My Vocation as a Creche-Builder

Michael E. DeSanctis, Ph.D.


For thirty-five years I served as a professor of fine arts and theology at a Catholic, diocesan university in Erie, Pennsylvania. As a natural extension of the teaching I did in the classroom, I began about a decade ago to construct original, large-scale Nativity scenes for display each Advent/Christmastide in the showcase windows of the school’s centrally-located bookstore. The annual displays quickly became a popular part of the Christmas experience on campus for students and faculty alike and subsequently attracted national attention for their size and complexity. From the start, I conceived of them simply as expressions of “theology in three dimensions” that would engage the minds of their admirers no less than their senses.

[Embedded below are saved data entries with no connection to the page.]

PR #4447, opened 2024-01-18
[VL] Make velox orc scan configurable and keep it on by default.

SinghAsDev:

Velox ORC scan is leading to data correctness check failures. While ORC scan is fixed, this PR makes enabling of velox ORC scans configurable and turn it off by default.

## How was this patch tested?

Local build.

### DIFF
--- a/shims/common/src/main/scala/io/glutenproject/GlutenConfig.scala
+++ b/shims/common/src/main/scala/io/glutenproject/GlutenConfig.scala
@@ -94,6 +94,9 @@ class GlutenConfig(conf: SQLConf) extends Logging {
   def enableCommonSubexpressionEliminate: Boolean =
     conf.getConf(ENABLE_COMMON_SUBEXPRESSION_ELIMINATE)
 
+  def veloxOrcScanEnabled: Boolean =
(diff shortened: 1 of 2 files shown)


shims/common/src/main/scala/io/glutenproject/GlutenConfig.scala
```diff
@@ -1594,4 +1597,11 @@ object GlutenConfig {
       .doc("Log granularity of AWS C++ SDK in velox.")
       .stringConf
       .createWithDefault("FATAL")
+
+  val VELOX_ORC_SCAN_ENABLED =
+    buildStaticConf("spark.gluten.sql.columnar.backend.velox.orc.scan.enabled")
+      .internal()
+      .doc(" Enable velox orc scan. If disabled, vanilla spark orc scan will be used.")
+      .booleanConf
+      .createWithDefault(false)
```
FelixYBW, line 1606: can we set default to true? ORC format is already used by some companies.

SinghAsDev: Sure, updated. I thought we would want to keep it off until the data correctness is resolved.

rui-mo (approved):

PR #5971, opened 2024-06-04
[CORE] ExpandFallbackPolicy should propagate fallback reason to vanilla SparkPlan

ulysses-you:

This pr makes ExpandFallbackPolicy propagate fallback reason to vanilla SparkPlan. The real fallback reason should not be overwritten by ExpandFallbackPolicy's fallback reason.

## How was this patch tested?

add test


ulysses-you:
cc @zhztheplayer @PHILO-HE thank you

zhztheplayer (approved):
Thanks!

PR #5976, opened 2024-06-04
[VL] Remove unnecessary arrow compile option

Yohahaha:
`-am` maven options is helpful, just compile needed module.


FelixYBW (dismissed):

Yohahaha:
convert status to draft, will update when I back from OOO.

Issue #5982, opened 2024-06-04
Issue while building gluten with velox and S3 enabled 


deepashreeraghu:
### Problem description

While I was trying to build gluten with velox as backend and enabling S3 flag, it fails as I already have minio package installed on the system. 
Since the package is already present the `rpm -i` results into non-zero exit code and build exits. 

### System information

```
Velox System Info v0.0.2
Commit: 7999b61a40dd57163f8fe5ade30087fcacc22bec
CMake Version: 3.20.2
System: Linux-4.18.0-477.27.1.el8_8.x86_64
Arch: x86_64
C++ Compiler: /opt/rh/gcc-toolset-9/root/usr/bin/c++
C++ Compiler Version: 9.2.1
C Compiler: /usr/lib64/ccache/cc
C Compiler Version: 9.2.1
CMake Prefix Path: /usr/local;/usr;/;/usr;/usr/local;/usr/X11R6;/usr/pkg;/opt
```

PR #5983, opened 2024-06-04
[GLUTEN-5982][VL] Allow replacing installed minio package in 1.1.1 branch

deepashreeraghu:

Allowing replace of minio package for branch 1.1.1

Fixes: https://github.com/apache/incubator-gluten/issues/5982

## How was this patch tested?

I ran a build with this fix and now it proceeds further and does not fail at rpm -i minio step.

### DIFF
--- a/ep/build-velox/src/get_velox.sh
+++ b/ep/build-velox/src/get_velox.sh
@@ -146,6 +146,8 @@ function process_setup_centos8 {
   sed -i "s/yum -y install/sudo yum -y install/" ${VELOX_HOME}/scripts/setup-adapters.sh
   if [ $ENABLE_S3 == "ON" ]; then
     sed -i '/^  run_and_time install_fbthrift/a \ \ '${VELOX_HOME}/scripts'/setup-adapters.sh aws' scripts/setup-centos8.sh
+    # Replace minio if already installed.
+    sed -i 's/rpm -i minio-20220526054841.0.0.x86_64.rpm/rpm -i --replacepkgs minio-20220526054841.0.0.x86_64.rpm/g' scripts/setup-adapters.sh
   fi
   if [ $ENABLE_GCS == "ON" ]; then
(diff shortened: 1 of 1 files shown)


PHILO-HE:
@deepashreeraghu, could you change the target to main branch? There will be no more release in 1.1 branch.

FelixYBW:
It's an environment issue. It's actually not only minio, but all the dependency libraries which causes version conflict.

So we shouldn't put it in get_velox.sh. Current recommendation is to build Gluten on a clean OS or docker. Otherwise there will be plenty of issues. So let's put the solution in issue.

@PHILO-HE

PHILO-HE:
> It's an environment issue. It's actually not only minio, but all the dependency libraries which causes version conflict.
> 
> So we shouldn't put it in get_velox.sh. Current recommendation is to build Gluten on a clean OS or docker. Otherwise there will be plenty of issues. So let's put the solution in issue.
> 
> @PHILO-HE

@FelixYBW, yes, all other libs installed similarly should also have this potential issue.

FelixYBW:
> 
> @FelixYBW, yes, all other libs installed similarly should also have this potential issue.

@deepashreeraghu can you put the error message and the solution in the issue? Looks it's not a good idea to solve the conflict in get_velox.sh. We should keep the script as simple as possible because we need to maintain it during daily velox rebase.

deepashreeraghu:
Thanks for your response. 
I did start with a clean image to build. But while building I hit into some failures and then I retried the build locally ( to find what was the build issue actually) That retry fails even before it reaches the actual failure because it has minio on it already. 
I did not face the same trouble with other packages. Hence requested this Pull request so that builds can go through fine when being retried.

deepashreeraghu:
Also, I am building on 1.1.1 because I wanted S3 support which is not available in the released jar. 
But, this branch does have a lot of other goodness in it and hence I opted for this branch and trying a dev build.

deepashreeraghu:
In the main branch the same fix is already present.

deepashreeraghu:
Since the fix will get into Velox as part of the PR - https://github.com/facebookincubator/velox/pull/10044. 
Closing this PR.

PR #5985, opened 2024-06-04
[VL] Handle try_subtract, try_multiply, try_divide

zhli1142015:

Follow up https://github.com/apache/incubator-gluten/pull/5356

## How was this patch tested?

UT.


zhli1142015:
cc @rui-mo and @PHILO-HE , thanks.

cpp/velox/operators/functions/RegistrationAllFunctions.cc
```diff
@@ -67,6 +68,10 @@ void registerFunctionOverwrite() {
       kRowConstructorWithAllNull,
       std::make_unique<RowConstructorWithNullCallToSpecialForm>(kRowConstructorWithAllNull));
   velox::functions::sparksql::registerBitwiseFunctions("spark_");
+  velox::functions::registerBinaryIntegral<velox::functions::CheckedPlusFunction>({"check_plus"});
+  velox::functions::registerBinaryIntegral<velox::functions::CheckedMinusFunction>({"check_minus"});
+  velox::functions::registerBinaryIntegral<velox::functions::CheckedMultiplyFunction>({"check_multiply"});
+  velox::functions::registerBinaryIntegral<velox::functions::CheckedDivideFunction>({"check_divide"});
```
PHILO-HE, line 74: Can we just register these functions with spark-aligned names: try_add, try_subtract, try_divide, try_multiply?

PHILO-HE (approved):
One minor comment. Thanks!

PHILO-HE (dismissed):
Looks good!

cpp/velox/operators/functions/RegistrationAllFunctions.cc
```diff
@@ -67,6 +68,10 @@ void registerFunctionOverwrite() {
       kRowConstructorWithAllNull,
       std::make_unique<RowConstructorWithNullCallToSpecialForm>(kRowConstructorWithAllNull));
   velox::functions::sparksql::registerBitwiseFunctions("spark_");
+  velox::functions::registerBinaryIntegral<velox::functions::CheckedPlusFunction>({"try_add"});
+  velox::functions::registerBinaryIntegral<velox::functions::CheckedMinusFunction>({"try_subtract"});
+  velox::functions::registerBinaryIntegral<velox::functions::CheckedMultiplyFunction>({"try_multiply"});
+  velox::functions::registerBinaryIntegral<velox::functions::CheckedDivideFunction>({"try_divide"});
```
rui-mo, line 74: I notice they are registered in Velox Presto functions. Can we also register them in Velox Spark functions?

gluten-core/src/main/scala/org/apache/gluten/expression/ExpressionConverter.scala
```diff
@@ -563,18 +563,68 @@ object ExpressionConverter extends SQLConfHelper with Logging {
...
         )
       case a: Add =>
-        BackendsApiManager.getSparkPlanExecApiInstance.genAddTransformer(
+        BackendsApiManager.getSparkPlanExecApiInstance.genArithmeticTransformer(
           substraitExprName,
           replaceWithExpressionTransformerInternal(a.left, attributeSeq, expressionsMap),
           replaceWithExpressionTransformerInternal(a.right, attributeSeq, expressionsMap),
-          a
+          a,
+          ExpressionNames.TRY_ADD
```
rui-mo, line 603: I wonder why we map Add to try_add. Is it to solve some semantic difference?

rui-mo (commented):
Thanks!

gluten-core/src/main/scala/org/apache/gluten/expression/ExpressionConverter.scala
zhli1142015: After spark 3.4 `try_add` is converted to to `add(EvalMode.TRY)`, here may generate wrong results as we don't map it to correct velox functions. `genArithmeticTransformer` would map add to correct functions based on the `EvalMode`.
Thanks.
https://github.com/apache/incubator-gluten/pull/5356#issue-2234987326

https://github.com/apache/spark/blob/c4f720dfb41919dade7002b49462b3ff6b91eb22/sql/catalyst/src/main/scala/org/apache/spark/sql/catalyst/expressions/TryEval.scala#L82C6-L82C78

cpp/velox/operators/functions/RegistrationAllFunctions.cc
rui-mo: Yes, if we can support them in Velox Spark functions, we could remove the custom registration in Gluten.

PHILO-HE: We can firstly merge this pr. Then remove the registering after velox pr is merged.

backends-velox/src/main/scala/org/apache/gluten/backendsapi/velox/VeloxSparkPlanExecApi.scala
```diff
@@ -123,42 +123,44 @@ class VeloxSparkPlanExecApi extends SparkPlanExecApi {
...
   }
 
-  override def genTryAddTransformer(
+  override def genTryArithmeticTransformer(
       substraitExprName: String,
       left: ExpressionTransformer,
       right: ExpressionTransformer,
-      original: TryEval): ExpressionTransformer = {
+      original: TryEval,
+      funcName: String): ExpressionTransformer = {
```
rui-mo, line 131: It is better to add a 'try_' prefix on substraitExprName if the try-function is needed to avoid introducing two functions names?
If we want to keep this implementation, could we rename funcName maybe like tryFunctionName and also document it to avoid misunderstanding? Thanks.

gluten-core/src/main/scala/org/apache/gluten/expression/ExpressionConverter.scala
rui-mo: I understand. Thanks for the explain.

backends-velox/src/main/scala/org/apache/gluten/backendsapi/velox/VeloxSparkPlanExecApi.scala
zhli1142015: Updated, thanks.

cpp/velox/operators/functions/RegistrationAllFunctions.cc
zhli1142015: I think it's better to use names: `check_xx`. As we translate `try_xx` to `try(check_xx)`. if we use name try_xx, then they may be confusing.

backends-velox/src/main/scala/org/apache/gluten/backendsapi/velox/VeloxSparkPlanExecApi.scala
```diff
@@ -123,42 +123,50 @@ class VeloxSparkPlanExecApi extends SparkPlanExecApi {
...
+      Seq(GenericExpressionTransformer(checkArithmeticExprName, Seq(left, right), original)),
       original)
   }
 
-  override def genAddTransformer(
+  /**
+   * Map arithmetic expr to different functions: substraitExprName or try(checkArithmeticExprName)
+   * based on EvalMode.
+   */
+  override def genArithmeticTransformer(
```
rui-mo, line 151: Could you explain the bit the difference of `genTryArithmeticTransformer` and `genArithmeticTransformer`? I notice genTryArithmeticTransformer does not gen a try function but genArithmeticTransformer does.

rui-mo (commented):
Thanks! Added two questions. Please kindly correct me if I'm misunderstanding.

backends-velox/src/main/scala/org/apache/gluten/backendsapi/velox/VeloxSparkPlanExecApi.scala
zhli1142015: Yes, All the try_xx expressions are `RuntimeReplaceable `, they are converted to some other expressions, Before spark 3.4, they are converted to `TryEval(XX(failOnError = true))`, https://github.com/apache/spark/blob/branch-3.3/sql/catalyst/src/main/scala/org/apache/spark/sql/catalyst/expressions/TryEval.scala#L81, `genTryArithmeticTransformer ` is added to handle this case.

After spark 3.4,  for numeric types, they are converted to `XX(EvalMode.TRY)`, `genArithmeticTransformer` is added to handle this case, for velox we still convert it to `TryEval(XX(failOnError = true))`.

Both are converted to `try(check_xx)` in velox.

gluten-core/src/main/scala/org/apache/gluten/expression/ExpressionConverter.scala
```diff
@@ -563,18 +563,68 @@ object ExpressionConverter extends SQLConfHelper with Logging {
...
       case tryEval @ TryEval(a: Add) =>
-        BackendsApiManager.getSparkPlanExecApiInstance.genTryAddTransformer(
+        BackendsApiManager.getSparkPlanExecApiInstance.genTryArithmeticTransformer(
           substraitExprName,
           replaceWithExpressionTransformerInternal(a.left, attributeSeq, expressionsMap),
           replaceWithExpressionTransformerInternal(a.right, attributeSeq, expressionsMap),
-          tryEval
+          tryEval,
+          ExpressionNames.CHECK_ADD
+        )
```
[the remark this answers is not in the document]
zhli1142015: Yes, here is `try`, I think it has same behavior in spark and velox: return null when error happens.
https://github.com/apache/spark/blob/master/sql/catalyst/src/main/scala/org/apache/spark/sql/catalyst/expressions/TryEval.scala#L40C1-L46C6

Though I recently left my academic position to devote greater time to writing and to serving church communities throughout across the United States as a liturgical designer/consultant, my preoccupation with creche-building continues. A major portion of my daily, “post-retirement” schedule, in fact, is spent in the attic-studio of the home I maintain with my wife. It’s there, on any given day, that visitors can find a creche or two in some stage of construction and the completed parts of others tucked away for safekeeping. The majority of my Nativities are currently stored on the campus of a local Presbyterian church, however, where they’ve come to occupy nearly every corner of an abandoned classroom. On the First Sunday of Advent, the scenes reappear from storage as seasonal adornments for the congregation’s large, neo-Gothic place of worship. A local historical society has further widened the audience for my works—most of which measure approximately six feet wide and four feet high—by making them Christmastime decor within for the Victorian mansion it maintains as museum.



I’ve included in this blogpost some photos of a handful of creches from previous Christmases that are representative of my work along with one depicting the walled profile of Ancient Bethlehem, which I’ve nearly completed for 2022. These and others are bound to be included in the illustrated presentation I’m slated to make at the November annual meeting of Friends of the Creche at the Epworth by the Sea Conference Center in Saint Simons Island, Georgia. I look forward to introducing myself in person to many of you, fellow Nativity scene enthusiasts, at the Georgia event and hope to trade stories about our mutual interest in the fascinating art of the creche.